In this presentation, we will identify what we believe are the essential elements in a standards architecture for how we represent, share, and use biodiversity data.  Our shared vision should include enabling human users and machines to find all of the information and to traverse all of the data connections that a knowledgeable researcher can see in the biodiversity literature, collections and other resources. We should be able to start from any point in the biodiversity data graph and find the meaningful links to associated data objects. From specimen to taxon concept to taxon name to publication; from sequence to associated sequences to taxon concepts to species occurrences; etc.

This means that our data architecture needs to pay attention to the following matters (quite independently of the challenges of delivering the infrastructures that underpin their successful implementation):
Agreement on the set of core data classes within the biodiversity domain which we consider important enough to standardise (specimen, collection, taxon name, taxon concept, sequence, gene, publication, taxon trait, or whatever we all agree).
Agreement on the set of core relationships between instances of these classes that we consider important enough to standardise (specimen identifiedAs taxon concept, taxon name publishedIn publication, etc.).

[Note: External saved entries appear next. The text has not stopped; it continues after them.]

PR #1816, opened 2023-10-27
PyScript Terminal - the latest kind

WebReflection:
## Description

This MR brings in what agreed and discussed in https://github.com/pyscript/pyscript/pull/1801#issuecomment-1777645982

## Changes

  * rewrite the whole thing after new hooks landed
  * improved the plugins ergonomics by awaiting these if they return a promise as default
  * test via smoke test everything is fine
  * the terminal is still one per page and it allows workers to have full acces while on main it's still read-only for users

## Checklist

### DIFF
--- a/pyscript.core/src/plugins/py-terminal.js
+++ b/pyscript.core/src/plugins/py-terminal.js
@@ -1,0 +1,158 @@
+// PyScript py-terminal plugin
+import { TYPES, hooks } from "../core.js";
+
+const CDN = "https://cdn.jsdelivr.net/npm/xterm";
+const XTERM = "5.3.0";
+const XTERM_READLINE = "1.1.1";
+const SELECTOR = [...TYPES.keys()]
+    .map((type) => `script[type="${type}"][terminal],${type}-script[terminal]`)
+    .join(",");
+
+const pyTerminal = async () => {
+    const terminals = document.querySelectorAll(SELECTOR);
+
+    // no results will look further for runtime nodes
+    if (!terminals.length) return;
+
+    // we currently support only one terminal as in "classic"
+    if (terminals.length > 1)
+        console.warn("Unable to satisfy multiple terminals");
+
+    // if we arrived this far, let's drop the MutationObserver
+    mo.disconnect();
+
+    const [element] = terminals;
+    // hopefully to be removed in the near future!
+    if (element.matches('script[type="mpy"],mpy-script'))
+        throw new Error("Unsupported terminal");
+
+    // import styles once and lazily (only on valid terminal)
+    if (!document.querySelector(`link[href^="${CDN}"]`)) {
+        document.head.append(
+            Object.assign(document.createElement("link"), {
+                rel: "stylesheet",
+                href: `${CDN}@${XTERM}/css/xterm.min.css`,
+            }),
+        );
+    }
+
+    // lazy load these only when a valid terminal is found
+    const [{ Terminal }, { Readline }] = await Promise.all([
+        import(/* webpackIgnore: true */ `${CDN}@${XTERM}/+esm`),
+        import(
+            /* webpackIgnore: true */ `${CDN}-readline@${XTERM_READLINE}/+esm`
+        ),
+    ]);
+
+    const readline = new Readline();
+
+    // common main thread initialization for both worker
+    // or main case, bootstrapping the terminal on its target
+    const init = (options) => {
+        let target = element;
+        const selector = element.getAttribute("target");
+        if (selector) {
+            target =
+                document.getElementById(selector) ||
+                document.querySelector(selector);
+            if (!target) throw new Error(`Unknown target ${selector}`);
+        } else {
+            target = document.createElement(`${element.type}-terminal`);
+            target.style.display = "block";
+            element.after(target);
+        }
+        const terminal = new Terminal({
+            theme: {
+                background: "#191A19",
+                foreground: "#F5F2E7",
+            },
+            ...options,
+        });
+        terminal.loadAddon(readline);
+        terminal.open(target);
+        terminal.focus();
+    };
+
+    // branch logic for the worker
+    if (element.hasAttribute("worker")) {
+        // when the remote thread onReady triggers:
+        // setup the interpreter stdout and stderr
+        const workerReady = ({ interpreter }, { sync }) => {
+            sync.pyterminal_drop_hooks();
+            const decoder = new TextDecoder();
+            const generic = {
+                isatty: true,
+                write(buffer) {
+                    sync.pyterminal_write(decoder.decode(buffer));
+                    return buffer.length;
+                },
+            };
+            interpreter.setStdout(generic);
+            interpreter.setStderr(generic);
+        };
+
+        // run in python code able to replace builtins.input
+        // using the xworker.sync non blocking prompt
+        const codeBefore = `
+            import builtins
+            from pyscript import sync as _sync
+
+            builtins.input = lambda prompt: _sync.pyterminal_read(prompt)
+        `;
+
+        // at the end of the code, make the terminal interactive
+        const codeAfter = `
+            import code as _code
+            _code.interact()
+        `;
+
+        // add a hook on the main thread to setup all sync helpers
+        // also bootstrapping the XTerm target on main
+        hooks.main.onWorker.add(function worker(_, xworker) {
+            hooks.main.onWorker.delete(worker);
+            init({
+                disableStdin: false,
+                cursorBlink: true,
+                cursorStyle: "block",
+            });
+            xworker.sync.pyterminal_read = readline.read.bind(readline);
+            xworker.sync.pyterminal_write = readline.write.bind(readline);
+            // allow a worker to drop main thread hooks ASAP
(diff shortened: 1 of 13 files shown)


fpliger (approved):
This is a great PR! Love it.

Only question that I have (and can come as a follow up PR), is to actually add an automated test

WebReflection:
@fpliger 

> Only question that I have (and can come as a follow up PR), is to actually add an automated test

I'd love one too but I've no idea how to do that ... the terminal takes logs (print) and/or errors and I am not sure how that test would look like ... the smoke test is OK to replicate as integration but then ... what do I check? Maybe a filter of the logs would be enough, maybe not?

@antocuni I also would like to know your opinion here as I am still using *code* to instrument Python but maybe, thanks to later hooks, I can do something else passing over a callback instead of python code? I think the `codeAfterRun` is still needed to open the terminal, but I am not super sure the `codeBeforeRun` is the best approach, as we can now directly instrument the pyodide interpreter ... thoughts, if you have any time? Tanks!

pyscript.core/src/plugins/py-terminal.js
```diff
@@ -0,0 +1,133 @@
...
+
+        class _PyTerminal:
+            def write(self, line):
+                _sync.pyterminal_write(line)
+
+            def input(self, prompt):
+                return _sync.pyterminal_read(prompt)
+
+        _py_terminal = _PyTerminal()
+        sys.stdout = sys.stderr = _py_terminal
```
hoodmane, line 87: This is going to be problematic because `_PyTerminal` doesn't implement the `IOBase` interface. I think adding `isatty` and `flush` methods would be good enough, since a lot of things ask about `sys.stdout.isatty`. Though for instance, `pytest` tries to do `os.dup2(devnull, sys.stdout.fileno())` which will basically only work if you use `pyodide.setStdout()` (or make your own file system device). Is there a reason that `setStdout` isn't working for you?

WebReflection: are you suggesting I should completely ditch this Python evaluation and just use pyodide to setup the terminal properly? I am OK with that, and no reasons not to do so ... which is why I've asked @antocuni what was the thing that was missing ... I still need to use the `sync` feature though, right?

hoodmane: > are you suggesting I should completely ditch this Python evaluation and just use pyodide to setup the terminal properly?

Yeah assuming I understand what you mean by that.

> I still need to use the sync feature though, right?

I think so yes, but in a js function.

antocuni: yes, I think that if we can use `pyodide.setStdio` it would save us a lot of headaches.
This python code was a quick&dirty hack to have something kind-of-working in the worker, but then I was stuck by the impossibility to execute custom JS code in the worker (and thus I was unable to call pyodide.setdStdio).

hoodmane: You can do 
```js
from pyodide_js import setStdio
```
and then call `setStdio` from Python. But you'll need a JS or C function to be the handler (if you try to pass a Python function it'll throw a `GilNotHeldError`).

WebReflection: I am super confused ... `setStdio` is nowhere documented in Pyodide ... and setStdin is not super clear ... assuming I cna do this directly in JS, what is it that I am supposed to do? Thank you! I am trying and every time tons of error and little progress.

WebReflection: > and then call setStdio from Python. But you'll need a JS or C function to be the handler

all `xworker.sync` things are JS callbacks

WebReflection: OK, I think I've got stdErr and stdOut working ... now ... stdIn ... any idea how to accumulate bytes, transform these into a JS string, then eventually return the prompt from main? :thinking:

antocuni: I don't have any example at hand, but this is the relevant docs:
https://pyodide.org/en/stable/usage/streams.html#redirecting-standard-streams

*However*, I think that for the time being using `setStdin` is not super-necessary, although it would be nice to do it eventually.

The 99% of Python code which want to read from keyboard calls `input()` (either directly or indirectly) so for stdin, replacing `builtins.input()` should be enough.

So, I think that for now a very good solution is:
1. for stdout/stderr, use `setStdout` and `setStderr`
2. for stdin, keep doing `builtins.input = _py_terminal.input`

WebReflection: Current status:

```js
    const workerReady = ({ interpreter }, { sync }) => {
        const { fromCharCode } = String;
        const stdout = {
            write: buffer => {
                sync.pyterminal_write(fromCharCode(...buffer));
                return buffer.length;
            },
        };
        interpreter.setStdout(stdout);
        interpreter.setStderr(stdout);
    };
```

this works all fine but the `setStdin` story is a bit way too cumbersome to me ... if I have a `read` the buffer can't be translated to JS strings (or better, it makes no sense) and no matter what I do there I can't move forward.

Any search online produced zero results, zero examples on how to do this, so I *think* I might just go with the easy-solution, at least for the time being, mixing up JS, Python code, and whatnot ... after all, that's exactly what hooks are about :sweat_smile:

WebReflection: **done** (as @antocuni suggested) ... that was actually way easier.

WebReflection: @hoodmane you mentioned `isatty` ... should the PyTerminal be an *atty* in your opinion? I am not making it so but since you mentioned it, maybe I should?

WebReflection:
OK, this is ready to go ... I am only waiting to understand if `isatty: true` is necessary for `setStdout` or `setStderr` but that could also be a follow up amend ... everything looks good to me out of the smoke test.

pyscript.core/src/plugins/py-terminal.js
antocuni: > should the PyTerminal be an atty in your opinion?

Note that `isatty` is a per-stream property, non per-terminal.
E.g. on linux, depending on how you setup redirections, you can have different values of `isatty` for the three streams:
image

So I think that:
1. `stdout` and `stderr` should always be a tty.
2. `stdin.isatty()` should be False in the main thread case.
3. `stdin.isatty()` should be True in the worker case

Note that (3) is not strictly correct: we are only patching `input` and thus our `sys.stdin` is not attached to a tty, technically speaking. However, for most practical use cases it should work fine -- most programs use `stdin.isatty()` to check whether they are used in an interactive environment.

hoodmane: Agreed, `isatty` should be true.

> If I have a read the buffer can't be translated to JS strings (or better, it makes no sense) and no matter what I do there I can't move forward.

What do you mean by this? You should do something like:
```js
let dataStr;
const encoder = new TextEncoder();
const stdin = {
    read: buffer => {
        if (!dataStr) {
           dataStr = sync.pyterminal_read();
        }
        const {read, written} = encoder.encodeInto(buffer);
        dataStr = dataStr.slice(read);
        return written;
    },
}
```

WebReflection: I'll try that but I meant that this example is nowhere found online or in the docs 😅 ... or at least I couldn't find it.

WebReflection: @hoodmane 

> You should do something like ...

that doesn't work. The read expects a prompt to read (same as input expects a prompt) + `encodeInto` excepts 2 arguments so all things don't quite work as presented ... I think a live demo that shows how `setStdin` can be used for text would be helpful? ... I am currently keen to keep things as they are and eventually refine later, but at least I can make stdout and stderr `isatty`

hoodmane: >  read expects a prompt to read

That's not correct, `read` should take no arguments. The way that prompt should work is as two separate steps:
1. `write` the prompt text
2. `read` to get user data

> `encodeInto` expects 2 arguments

Oops it should be `encoder.encodeInto(dataStr, buffer)`:
```
let dataStr;
const encoder = new TextEncoder();
const stdin = {
    read: buffer => {
        if (!dataStr) {
           dataStr = sync.pyterminal_read();
        }
        const {read, written} = encoder.encodeInto(dataStr, buffer);
        dataStr = dataStr.slice(read);
        return written;
    },
}
```

WebReflection: this is still the part that doesn't work:

```
dataStr = sync.pyterminal_read();
```

the `read` expects some value ... I might try passing an empty string but read there acts like `input(prompt)` and returns the text later ... that's how XTerm uses is too.

Thanks for the update though, I'll see if I can manage to make it work.

WebReflection: I might have something working as expected after a bit of playing around the needed dance to have an equivalent DX https://github.com/pyscript/pyscript/pull/1833 if you could have a quick look at the `workerReady` callback maybe you can tell me if that makes sense or if it doesn't ... all I know is that it's the only one that worked to me. Thank you!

Making sure that our data publishing mechanisms (cores, extensions, etc.) align accurately with these classes and support these relationships – this mainly means reworking the current confused interplay between cores, DwC classes, use of dcterms:type and use of basisOfRecord – every record should be clearly identified as an instance of a class (or a view of several linked class instances) and (for the core data classes) this should form the basis for inference and interpretation.
An ongoing process of defining for each core class what properties are mandatory (maybe only: id, class), highly desirable (depending on the class, things like: decimal coordinates, scientific name, identifiedAs, publishedIn), generally agreed (many other properties for which we have working vocabularies and do not want unnecessary multiplication, e.g.: waterbody, maximumDepthInMeters) or optional/bespoke (anything else that any data publisher wishes to include). In other words, allow any properties to be shared but ensure that the contours of the data are clear to standard tools.
A set of good examples of datasets mapped into this model, using various serialisations.
While accommodating plain text and URIs in the same fields enables data publishing from the enables data publishing from the widest possible range of sources, it leaves problems for data aggregators and users.